EXERCISE DESCRIPTION: Give the data a second time, exactly and in full.

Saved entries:
------------------------------------------------------------
PR #2, opened 2017-03-31
user_guide: clarify endian override for floats

davidhicks:
Make it clearer in the user guide that float types (f4/f8) can have
their endian nature overridden by specifying a suffix of either be or
le. For example, allowable types are f4 and f8 for the default endian
setting, and f4be, f4le, f8be, f8le for explicitly specified endian
float values.


GreyCat:
Thanks!

PR #3, opened 2017-04-01
Update documentation to accurately reflect latest available meta fields

davidhicks:


GreyCat:
Thanks!

Note, however, that ksy_reference formatting is still severly broken after conversion from our GH wiki. Probably it needs to be slightly restructured, reformatted and partially rewritten ;)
------------------------------------------------------------
RESPONSE TO THIS TASK:
PR #2, opened 2017-03-31
user_guide: clarify endian override for floats

davidhicks:
Make it clearer in the user guide that float types (f4/f8) can have
their endian nature overridden by specifying a suffix of either be or
le. For example, allowable types are f4 and f8 for the default endian
setting, and f4be, f4le, f8be, f8le for explicitly specified endian
float values.


GreyCat:
Thanks!

PR #3, opened 2017-04-01
Update documentation to accurately reflect latest available meta fields

davidhicks:


GreyCat:
Thanks!

Note, however, that ksy_reference formatting is still severly broken after conversion from our GH wiki. Probably it needs to be slightly restructured, reformatted and partially rewritten ;)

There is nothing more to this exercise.